Logs will automatically be pushed to CloudWatch and a log group with the same name as your cluster will be created to store your logs. API logs are tagged with labels to help with log aggregation and filtering. Log lines greater than 5 MB in size will be ignored.
You can use the
cortex logs
command to get a CloudWatch Insights URL of query to fetch logs for your API. Please note that there may be a few minutes of delay from when a message is logged to when it is available in CloudWatch Insights.RealtimeAPI:
fields @timestamp, message
| filter cortex.labels.apiName="<INSERT API NAME>"
| filter cortex.labels.apiKind="RealtimeAPI"
| sort @timestamp asc
| limit 1000
AsyncAPI:
fields @timestamp, message
| filter cortex.labels.apiName="<INSERT API NAME>"
| filter cortex.labels.apiKind="AsyncAPI"
| sort @timestamp asc
| limit 1000
BatchAPI:
fields @timestamp, message
| filter cortex.labels.apiName="<INSERT API NAME>"
| filter cortex.labels.jobID="<INSERT JOB ID>"
| filter cortex.labels.apiKind="BatchAPI"
| sort @timestamp asc
| limit 1000
TaskAPI:
fields @timestamp, message
| filter cortex.labels.apiName="<INSERT API NAME>"
| filter cortex.labels.jobID="<INSERT JOB ID>"
| filter cortex.labels.apiKind="TaskAPI"
| sort @timestamp asc
| limit 1000
You can stream logs directly from a random pod of a running workload to iterate and debug quickly. These logs will not be as comprehensive as the logs that are available in CloudWatch.
# RealtimeAPI
cortex logs --random-pod <api_name>
# BatchAPI or TaskAPI
cortex logs --random-pod <api_name> <job_id> # the job must be in a running state
If you log JSON strings from your APIs, they will be automatically parsed before pushing to CloudWatch.
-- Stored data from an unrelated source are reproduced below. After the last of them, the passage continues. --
PR #870, opened 2020-03-26
GDPR-78 Adding retention reasons page

brightonsbox:
Currently this has no functionality, it is just
styling and setting up some basic tests.

### DIFF
--- a/prisonstaffhub-specs/src/test/groovy/uk/gov/justice/digital/hmpps/prisonstaffhub/specs/RetentionReasonsSpecification.groovy
+++ b/prisonstaffhub-specs/src/test/groovy/uk/gov/justice/digital/hmpps/prisonstaffhub/specs/RetentionReasonsSpecification.groovy
@@ -1,0 +1,53 @@
+package uk.gov.justice.digital.hmpps.prisonstaffhub.specs
+
+import org.junit.Rule
+import uk.gov.justice.digital.hmpps.prisonstaffhub.mockapis.Elite2Api
+import uk.gov.justice.digital.hmpps.prisonstaffhub.mockapis.OauthApi
+import uk.gov.justice.digital.hmpps.prisonstaffhub.mockapis.WhereaboutsApi
+import uk.gov.justice.digital.hmpps.prisonstaffhub.mockapis.mockResponses.ActivityResponse
+import uk.gov.justice.digital.hmpps.prisonstaffhub.mockapis.mockResponses.VisitsResponse
+import uk.gov.justice.digital.hmpps.prisonstaffhub.model.Caseload
+import uk.gov.justice.digital.hmpps.prisonstaffhub.model.TestFixture
+import uk.gov.justice.digital.hmpps.prisonstaffhub.model.UserAccount
+import uk.gov.justice.digital.hmpps.prisonstaffhub.pages.*
+
+import java.time.LocalDate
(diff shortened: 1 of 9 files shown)


prisonstaffhub-specs/src/test/groovy/uk/gov/justice/digital/hmpps/prisonstaffhub/specs/RetentionReasonsSpecification.groovy
```diff
@@ -0,0 +1,53 @@
...
+    WhereaboutsApi whereaboutsApi = new WhereaboutsApi()
+
+    TestFixture fixture = new TestFixture(browser, elite2api, oauthApi, whereaboutsApi)
+
+    def "should load the retention reasons page"() {
+        setupTests()
+
+        given: "I am on the retention reasons page"
+        to RetentionReasonsPage
+    }
```
brightonsbox: Currently is just testing that the page loads, no functionality to test yet

sass/components/_offender-basic-details.scss
```diff
@@ -0,0 +1,38 @@
+.bold {
+  font-weight: bold
+}
+
+.basic-details {
+  border-top: 1px solid #b1b4b6;
+  border-bottom: 1px solid #b1b4b6;
+  padding-top: 15px;
+  padding-bottom: 15px;
```
andrewrlee: you shouldn't really need to add so much custom styling if using gds - there are custom built classes that you can use. https://design-system.service.gov.uk/styles/spacing/

andrewrlee: similar with typography too

views/retentionReasons.njk
```diff
@@ -0,0 +1,158 @@
...
+        fieldset: {
+          legend: {
+            text: subtitle,
+            classes: "govuk-fieldset__legend--m"
+          }
+        },
+        hint: {
+          text: instructions 
+        },
+        items: [
```
andrewrlee: should these be pulled from the data compliance service?

andrewrlee: just thinking that if you wanted to change these that would only be a release to data compliance not here

brightonsbox: 👍 yes that's the end goal, but just wanted to start with something that visually matches what I need

sass/components/_offender-basic-details.scss
JamieDraperUK: Be worth looking at the other pages Jon.

brightonsbox: This is matching Pathfinder, so for consistency wanted to keep it as close to that as possible.  I'll take a look to reduce this though.

views/retentionReasons.njk
```diff
@@ -0,0 +1,158 @@
...
+                  src="/app/images/{{ offenderBasics.offenderNo }}/data"
+                  alt="Headshot of {{ offenderBasics.firstName }} {{ offenderBasics.lastName }}"
+                  style="float:left"
+                  height="110"
+                  width="90"
+                  data-qa="offender-image"
+          />
+        </div>
+  
+        <div>
```
JamieDraperUK: In order to use the correct font here you'd need to use <div class="govuk-body">govuk-body</div>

It is recommended to configure your JSON logger to use
message
or msg
as the key for the log line if you would like the sample queries above to display the messages in your logs.Avoid using top-level keys that start with "cortex" to prevent collisions with Cortex's internal logging.
You can export both the Cortex system logs and your application logs to your desired destination by configuring FluentBit.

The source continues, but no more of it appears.